The Possibility of Arbitration of Disputes on Intellectual Property Rights
What about disputes concerning intellectual property rights? Is it possible to submit such disputes to arbitration? Is the answer the same in both a national and an international context? Is it pertinent to consider the specific rights involved when making the decision about whether arbitration is possible? In order to answer these questions, is it necessary to refer to the national law of the country having granted the monopoly resulting from the intellectual property rights? In other words and as an example, do you treat in the same way a national dispute over the interpretation of a license granted on a French copyright and a dispute between a Canadian and a Finnish company concerning the cancellation of a Japanese patent?

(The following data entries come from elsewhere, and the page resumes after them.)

PR #9619, opened 2024-01-21
chore(): Path remove unused code from path render function

asturur:
## Description

Those let variables were a leftover from the old rendering code when we supported in render all type of path commands.
After the path semplification logic ( moving all commands to absolutes L, M, C, Q, Z ) the carry over of those values is not needed.


ShaMan123 (approved):
I was thinking
Why don't we have a ref of Path2D to save on iterations?
Currently this runs every render cycles if caching is invalidated

asturur:
yes Path2D was an optimization we skipped because not supported by all browsers, but it was planned long ago, like when issues had 3 numbers.
It should be done, with an eye on how to invalidate/refresh that smartly, but definetely can be done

Rights Subject to Registration Formalities
By virtue of the principle of the free will of the parties, the choice of the parties to submit disputes that they have chosen to arbitrate must be respected. Generally this question is not discussed when it concerns intellectual property rights that are not registered, such as, for example, copyrights or the rights applicable to software or databases. Likewise, the question does not raise any particular difficulties when the dispute concerns a contractual aspect on which the parties do not agree. However, registered rights such as patents, trademarks, designs and models are a completely different matter. Can an arbitral tribunal cancel or invalidate a title that has been granted by the state or by an institution created by several states (for example, the European Office for Harmonization in the Internal Market or the European Patent Office)? Is there not a contradiction to public order or with the exclusive competencies that certain offices hold (this is the case, for example, in Germany for patents and in China and India for trademarks)?
Concerning national disputes, the answer is often easier than it is for international disputes. The answer may in fact be found in national law. As an example, Swiss, Belgian and American laws expressly provide for the possibility to arbitrate on certain intellectual property rights. On the contrary, South African law provides that disputes concerning registered patents in that country cannot be settled by arbitration. In the silence of the law, the answer may be found in case law. Thus, in France, up until a 2008 decision of the Paris Court of Appeal, one generally considered that arbitral tribunals were not competent to decide upon disputes relating to the validity of intellectual property rights. Today the thinking is otherwise in this country. For international disputes, the arbitral tribunal often adopts a more independent and pragmatic reasoning. If it is clear that in general the arbitral tribunal takes into account the laws of the concerned countries, this is generally in order to avoid the eventual problem of enforcement of the award. In principle, if the arbitral tribunal notes that its award will not cause any problem of enforcement, it concludes that it is competent even for cases of registered intellectual property rights. The limit is always that its decision is valid only between parties. In other words, an intellectual property right invalidated by an arbitral award does not produce any effects for third parties to the arbitration. For this reason also, holders of intellectual property rights may have an advantage in going through arbitration rather than resorting to judicial proceedings.